İzleyiciye ulaşabilmenin bir yolu da onları bu gösterinin içinde rol alacak şekilde
görevlendirerek müze etkinliklerinde katılımcı olmalarını sağlamaktır. Bu yöntemde sunucu
rehberi belirlenmiş bir müze objesinin başında objenin olduğu yüzyıla ait kıyafetiyle
durmakta ve ziyaretçi geldiğinde devreye girerek gösterisine başlamaktadır. Gösterimi
amaçlanan obje ile ilgili açıklamalar yapmakta ve ziyaretçilerin sorularını yanıtlamaktadır.
Müzelerde görev yapan rehberlerden, ziyaretçiye gezi boyunca eşlik etmek yerine, tanıttığı
objenin yanında bulunmasıyla ayrılmaktadır. Başka bir yorumlayıcı tiyatro uygulaması da
birkaç kişilik çalışma grubu ile objeler ve olaylarla kurgulanan tarihsel bir dekor önünde
izleyici grubuna yönelik önceden planlanmış çalışmalardır.

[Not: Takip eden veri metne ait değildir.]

PR #4342, opened 2018-12-30
Make logger service optional

alexander-schranz:
| Q | A
| --- | ---
| Bug fix? | no
| New feature? | no
| BC breaks? | yes constructors changed
| Deprecations? | no
| License | MIT

#### What's in this PR?

Make logger service optional and use `PSR\Log\NullLogger` when not available.

#### Why?

Currently sulu container does not build without monolog bundle installed. So in many cases like in bundles which does not need monolog need to require monolog for there tests:

e.g.:

 - [Community Bundle](https://github.com/sulu/SuluCommunityBundle/blob/8c67eb0fc4970064b36c4a3b827c17bd7fce4187/composer.json#L35)
 -  [SuluFormBundle](https://github.com/sulu/SuluFormBundle/blob/7bc6e35d6d3619f3d0de9249ed3bbbb52f367122/composer.json#L15)
 - [SuluArticleBundle](https://github.com/sulu/SuluArticleBundle/blob/5f6b4e90821f71da9179aeb7ca642d88fba1bce1/composer.json#L18)

#### To Do

### DIFF
--- a/UPGRADE.md
+++ b/UPGRADE.md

Bu yöntemle müzeyi gezmek
teatral bir anlatım kazanmaktadır.
Bu yöntemin ilk uygulayıcıları Amerikan Ulusal Tarih Müzesi, Boston Bilim Müzesi, Franklin
Enstitüsü, Singapur Bilim Merkezi, Walters Sanat Galerisi, Pittsburg Çocuk Müzesi ve Bolly
Aquarium olmuştur. Kanada İnsanlık Tarihi Müzesi yorumlayıcı tiyatro programını başarı ile
uygulamış müzelerdendir. Bu müze düzenli bir tiyatroya; programa ve kadroya sahiptir.
Kanada Çocuk Müzesi çocuk izleyiciler için gölge oyunları, kuklalar kullanmıştır. Özellikle okul
tatillerinde, yaz sezonu boyunca, okul çağındaki genç seyirci kitlesine yönelmiştir. Dekorlar
arasında şarkı, dans ve oyunlarla süslenen çalışmalar sergilenmiştir. Kanada Çocuk Müzesi,
bu tür etkinlikleri müze dışı gezici oyunlarla da müzeye gelemeyenlerin ayağına götürmüştür.

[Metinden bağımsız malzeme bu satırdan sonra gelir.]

PR #4348, opened 2019-01-07
Fix cache invalidation and add tag invalidation

trickreich:
| Q | A
| --- | ---
| Bug fix? | yes
| New feature? | no
| BC breaks? | no
| Deprecations? | no
| Fixed tickets | fixes --
| Related issues/PRs | --
| License | MIT
| Documentation PR | --

#### What's in this PR?

Add tag invalidation for Symfony http cache.
Also fixes not working invalidation at all.

#### Why?

Tag invalidation is nice! ;)

### DIFF
--- a/src/Sulu/Bundle/HttpCacheBundle/Cache/SuluHttpCache.php
+++ b/src/Sulu/Bundle/HttpCacheBundle/Cache/SuluHttpCache.php
@@ -12,7 +12,6 @@
 namespace Sulu\Bundle\HttpCacheBundle\Cache;
 
 use FOS\HttpCache\SymfonyCache\CacheInvalidation;
-use FOS\HttpCache\SymfonyCache\CleanupCacheTagsListener;
 use FOS\HttpCache\SymfonyCache\CustomTtlListener;
 use FOS\HttpCache\SymfonyCache\DebugListener;
 use FOS\HttpCache\SymfonyCache\EventDispatchingHttpCache;
--- a/src/Sulu/Bundle/HttpCacheBundle/Cache/SuluHttpCache.php
+++ b/src/Sulu/Bundle/HttpCacheBundle/Cache/SuluHttpCache.php
@@ -17,6 +17,7 @@ use FOS\HttpCache\SymfonyCache\CustomTtlListener;
 use FOS\HttpCache\SymfonyCache\DebugListener;
 use FOS\HttpCache\SymfonyCache\EventDispatchingHttpCache;
 use FOS\HttpCache\SymfonyCache\PurgeListener;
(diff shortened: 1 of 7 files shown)


src/Sulu/Bundle/HttpCacheBundle/Cache/SuluHttpCache.php
```diff
@@ -55,4 +60,12 @@ public function fetch(Request $request, $catch = false)
     {
         return parent::fetch($request, $catch);
     }
+
+    protected function createStore()
+    {
+        return new Psr6Store([
+            'cache_directory' => $this->kernel->getWebsiteCacheDir(),
```
danrot: Is using the website kernel really necessary here? Due to sulu/sulu-minimal#150 the cache should be only active in the website context anyway. And apart from that, this would probably lead to strange behavior in case we start caching some stuff in the admin context as well.

alexander-schranz:
We should document the common cache dir in: https://github.com/sulu/sulu-docs/blob/develop/cookbook/override-dir-structure.rst

src/Sulu/Bundle/HttpCacheBundle/Cache/SuluHttpCache.php
```diff
@@ -34,16 +39,21 @@ class SuluHttpCache extends HttpCache implements CacheInvalidation
      * @param HttpKernelInterface $kernel
      * @param string $cacheDir
      */
-    public function __construct(HttpKernelInterface $kernel, $cacheDir = null)
+    public function __construct(SuluKernel $kernel, $cacheDir = null)
```
alexander-schranz: would keep here `HttpKernelInterface` and inject `%sulu.common_cache_dir%` so its possible to change the directory for this service only else you are not able to cahnge it only for this service.

src/Sulu/Bundle/HttpCacheBundle/Cache/SuluHttpCache.php
```diff
@@ -55,4 +65,16 @@ public function fetch(Request $request, $catch = false)
...
     }
+
+    protected function createStore()
+    {
+        if (!$this->kernel instanceof SuluKernel) {
+            throw new \RuntimeException('Unexpected kernel instance given');
+        }
+
+        return new Psr6Store([
+            'cache_directory' => $this->kernel->getCommonCacheDir(),
```
alexander-schranz: as said above would inject it instead of directly get it from common cache dir.

alexander-schranz:
We should update the docs here: https://github.com/sulu/sulu-docs/blob/develop/bundles/http_cache.rst

PR #4349, opened 2019-01-07
Fix compatibility to symfony 3.4.21, 4.1.10 and 4.2.2

alexander-schranz:
| Q | A
| --- | ---
| Bug fix? | yes
| New feature? | no
| BC breaks? | no
| Deprecations? | no
| License | MIT

#### What's in this PR?

Fix form submit of unstructured data.

#### Why?

Symfony seems since the latest release https://github.com/symfony/symfony/issues/29809 only allow scalar values be submit in the TextType.

> [structure.stagedData] This value is not valid. ({"{{ value }}":"NULL"})

I not really happy with the solution but currently seems the only working one.

### DIFF
--- a/CHANGELOG.md
+++ b/CHANGELOG.md
@@ -1,6 +1,9 @@
 CHANGELOG for Sulu
 ==================
 
+* dev-develop
+    * BUGFIX      #4349 [ContentBundle]         Fix compatibility to symfony 3.4.21, 4.1.10 and 4.2.2
+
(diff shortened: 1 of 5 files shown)


alexander-schranz:
@wachterjohannes sulu article bundle will also crash currently: https://github.com/sulu/SuluArticleBundle/blob/develop/Document/Form/ArticleDocumentType.php#L37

Böylece müze tiyatrosu, eğitim programları içinde müze ve okul iş birliğini sağlamıştır.
Ayna Yöntemi
Ayna yönteminde, farklı düzenekte iki oda oluşturulmaktadır ve bir konunun iki farklı yönü
ziyaretçiye en kısa ve etkileyici şekilde aktarılmaktadır. Bir ışık kaynağı ve ayna yardımıyla, iki
görüntü art arda oluşturulmaktadır. Bu teknikte, cam bir perde arkasından görülen model ve
ışık kaynağı kaydırıldığında camdan yansıyarak görünen model peş peşe farklı iki görüntü
olarak sunulmaktadır. Belirli aralıklarla farklı bu iki görüntü ekrana birbiri ardınca
gelmektedir. Londra Bilim Müzesi'nde görülen bir örnekte, birinci odada 1800 yıllarında bir
ofis, ikinci odada ise 1900 yıllarında bir ofis yer almaktadır. Böylece, gelişen teknolojiyle
aletlerin değişmesi gözlenebilmektedir. Örneğin telefon ve faks ikinci odada yer almaktadır,
birinci odada ise bu gelişmiş aletler görülmemektedir. Teknolojik değişim sürecinin yeni bir
anlatımla sergilenmesi, izleyene kıyaslama yapma olanağı tanımaktadır.